I propose: The solution is 1/7.[*]

The three lines divide the piece into 7 (not 8!) parts – the triangle in the center and 6 sections adjacent to the triangle: Each of these parts is located either ‘to the left’ or ‘to the right’ of each line, I call these the ‘+’ and ‘-‘ parts (halves) of the body:

Center of mass, physics puzzle.

Proposed solution: The body is divided into 7 parts; the center of mass being located in either with equal probability. (Image Credits: Mine)

The seven parts are equivalent. This may sound a bit awkward as you might expect the probability to find the COM on the periphery lower than in the middle. But this is due to the assumption that should be made – the assumption (50%) should be replaced by a probability distribution.
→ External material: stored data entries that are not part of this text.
PR #433, opened 2023-11-12
Fix potential for pending list never being processed

ikreymer:
Due to an optimization, numPending() call assumed that queueSize() would be called to update cached queue size. However, in the current worker code, this is not the case. Remove cacheing queue size and just check queue size in numPending(), to ensure pending list is always processed.

Perhaps want to port this to a 0.12.2 release, as this addresses an edge case after exclusions where pending URLs remain but are not reprocessed.

### DIFF
--- a/src/util/state.ts
+++ b/src/util/state.ts
@@ -117,7 +117,6 @@ declare module "ioredis" {
 export class RedisCrawlState {
   redis: Redis;
   maxRetryPending = 1;
-  _lastSize = 0;
 
   uid: string;
   key: string;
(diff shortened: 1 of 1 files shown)


tw4l (approved):
Nice catch!

tw4l:
And I agree, porting to 0.12.2 seems like a good idea :)

ikreymer:
> And I agree, porting to 0.12.2 seems like a good idea :)

Will open a follow-up PR for 0.12.2

PR #435, opened 2023-11-12
Add types + validation for log context options

ikreymer:
- add LogContext type and enumerate all log contexts
- also add LOG_CONTEXT_TYPES array to validate --context arg
- make errJSON() convert unknown to proper type
- make logger info/error/debug accept unknown as well, to avoid explicit 'any' typing in all catch handlers

### DIFF
--- a/src/util/logger.ts
+++ b/src/util/logger.ts
@@ -11,7 +11,7 @@ Object.defineProperty(RegExp.prototype, "toJSON", {
 
 // ===========================================================================
 // eslint-disable-next-line @typescript-eslint/no-explicit-any
-export function errJSON(e: unknown): Record<string, any> {
+export function formatErr(e: unknown): Record<string, any> {
   if (e instanceof Error) {
     return { type: "exception", message: e.message, stack: e.stack || "" };
   } else if (typeof e === "object") {
@@ -34,7 +34,7 @@ export const LOG_CONTEXT_TYPES = [
   "exclusion",
   "screenshots",
   "screencast",
-  "originoverride",
+  "originOverride",
   "healthcheck",
   "browser",
   "blocking",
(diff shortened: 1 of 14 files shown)


src/util/logger.ts
```diff
@@ -10,16 +10,47 @@ Object.defineProperty(RegExp.prototype, "toJSON", {
...
+  "recorder",
+  "writer",
+  "state",
+  "redis",
+  "storage",
+  "text",
+  "exclusion",
+  "screenshots",
+  "screencast",
+  "originoverride",
```
tw4l, line 37: Should we make this `originOverride` to be more consistent with the camel casing used elsewhere in `LOG_CONTEXT_TYPES`?

src/util/logger.ts
```diff
@@ -58,20 +89,14 @@ class Logger {
...
     context: string,
     logLevel = "info",
   ) {
-    if (data instanceof Error) {
-      data = errJSON(data);
-    } else if (typeof data !== "object") {
-      data = { message: data.toString() };
-    }
+    // eslint-disable-next-line @typescript-eslint/no-explicit-any
+    const data: Record<string, any> = errJSON(dataUnknown);
```
tw4l, line 99: Wondering if we should rename `errJSON()` now that it's being used to format messages for all log levels? Otherwise this is a nice solution for getting a consistent type from an unknown (and I got to learn about `unknown`, so thanks :) )

tw4l (approved):

src/util/logger.ts
ikreymer: This was referring to formatting the exception rather than the log level specifically

ikreymer: The name came from it checking `if (e instanceof Error)` and converting that to json.. not sure if there's a better name now - toJSON() seems overly generic

ikreymer: Converted to `formatErr`

src/util/logger.ts
ikreymer: done

PR #2, opened 2021-02-09
Minor checks

abreis:
Hi Jorge, I fixed a few things here and there while going through your proposal, mostly spelling.

I'm too new to the `arrow` codebase to be able to tell the second-order effects of what you propose here, so I have no technical comments to offer. That said, I found myself in agreement with everything you argue.
 
Hope it gets accepted. Cheers


jorgecarleitao:
Thanks a lot for taking the time to read and PR this, @abreis  :)

PR #6, opened 2021-03-10
Macro natives and linting

elferherrera:
While I was studying you code I found several lint hints that could be applied to your code. I hope you find them useful and want to integrate to your branch


jorgecarleitao:
Hi @elferherrera ; thanks a lot! Could you describe the process over which you found them? It would be advantageous to place it on the CI.

elferherrera:
If you are using vscode and rust analyzer you will get these suggestions for free. I used to use nvim but I couldn't get the suggestions to work as well as they work in vscode. In the past month I have been coding with vscode and it has helped me a lot. 

You can find the same suggestions using `cargo clippy`. In the code there are still 25 warnings if you run clippy. I didn't change them all because I think you would need to see if they make sense. These include functions with too many arguments, or to replace `while let` for a `for` loop, or to add safety explanations in unsafe code.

So in a sense, this is more a math puzzle than a physics puzzle.

[*] Edit as per Nov. 2013:  I think I have found a flaw in my argument as the sum of probabilities for areas on either side of a line would not add up to 0,5 if I assign the same probability to each of the 7 areas depicted below (It is: 4/7 on one side versus 3/7 on the other side). I am now searching for a system of equations that let me determining the probabilities for the three different types of areas: the triangle, the corner areas (wedges) and the open trapezoids.
You can find my updated proposal here. I keep the rest of the post unchanged as I consider my random musings about curved spaces (on the bottom) correct.
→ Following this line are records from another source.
PR #8, opened 2021-03-14
Dense tensor definition

elferherrera:
Initial definition of dense tensor. It includes constructor and functions to interact with it

### DIFF
--- a/.gitignore
+++ b/.gitignore
@@ -1,2 +1,4 @@
 target
 venv
+
+.vscode/
--- a/src/tensor/dense.rs
+++ b/src/tensor/dense.rs
@@ -1,0 +1,492 @@
+// Licensed to the Apache Software Foundation (ASF) under one
+// or more contributor license agreements.  See the NOTICE file
+// distributed with this work for additional information
+// regarding copyright ownership.  The ASF licenses this file
+// to you under the Apache License, Version 2.0 (the
+// "License"); you may not use this file except in compliance
+// with the License.  You may obtain a copy of the License at
+//
+//   http://www.apache.org/licenses/LICENSE-2.0
+//
+// Unless required by applicable law or agreed to in writing,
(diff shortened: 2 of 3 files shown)


jorgecarleitao:
Hi @elferherrera , thanks a lot for this! 

I looked it up for integration files to perform integration tests, but I have not found any. I can see that the arrow crate itself also has no integration tests for tensors, which suggests that this feature is not well maintained.

A concern I have is that we would offer tensor support, but then have no process of verifying its compatibility against other implementations, which IMO is the hallmark of the arrow format. It is true that the arrow crate itself has no support, but without integration tests, there is no proof that what it is done there is in spec, right?

Do you have an idea on how we should handle this?

elferherrera:
Hi. Actually that is something I want to write about in the mailing list. I know they have dense and sparse tensor definitions in C++ implementation but I couldn't find how they are testing it. I have an idea of how to add it to the new IPC format you have but I was wondering how we can test it with the C++ side.

I guess it will have to be a joint effort with the C++ team, unless they are not interested in this feature.

elferherrera:
What do you think we should do with these tensors?. I would like to write more implementations for dense and sparse tensors, especially to be able to use them with IPC. However, I dont think they will be consider them soon into main Arrow.

jorgecarleitao:
Firstly, thanks a lot for driving that in the mailing list..

I think that we should not have added them to the master arrow crate in the first place, as there is no guarantee that they can be used throughout the ecosystem. IMO we should not invest time on them without IPC tests, as we risk drifting from the specification, which IMO is detrimental to the arrow project as a whole.

I think that the path forward in this direction is to write a google docs describing the json-integration for tensors and share them on the mailing list, so that folks from C++ and the spec itself can take a look and see whether the format would make sense. Note that these are very simple files in json. E.g. the validity is just "true" / "false".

I did not use the number of 0,5 in a calculation, but as a justification of the equivalence of the 7 pieces.

Now there is a remaining – mathematical – puzzle that still baffles me: There are 8 (23) possibilities of combining + and -: Which is missing and why?

-+- is the missing combination.

The picture exhibits some nice symmetry, but note that the definition of + and – as such is arbitrary. So we could have ended up with other missing combinations.

  • +-+ in the center. The missing combination is the ‘negation’ of the combination reflecting the triangle.
  • +++ and — opposite to each other (opposite = one attached to a corner of the triangle and the other to the side of the triangle not connected to this corner)
  • Other pairs / opponents:
    –+ and ++-
    -++ and +–

Imagine the negative of the triangle now: To the left of the red line, to the right of the blue and above the green line. Obviously there is no intersection between these, and this is the only combination that does not result in any intersection at all. I suppose there is a better way to state that in stricter mathematical terms. And if we put the figure on a sphere (Non-Euclidian geometry), there would be an intersection – actually the figure would collapse onto 4 equivalent triangles (a ‘bulged tetrahedron’).

In case of two lines only, all combinations can be ‘realized’ in flat space, therefore the solution is simply equal to 1 over the total number of combinations (4).

This stuff is addictive – finally I understand why Feynman was fascinated by flexagons.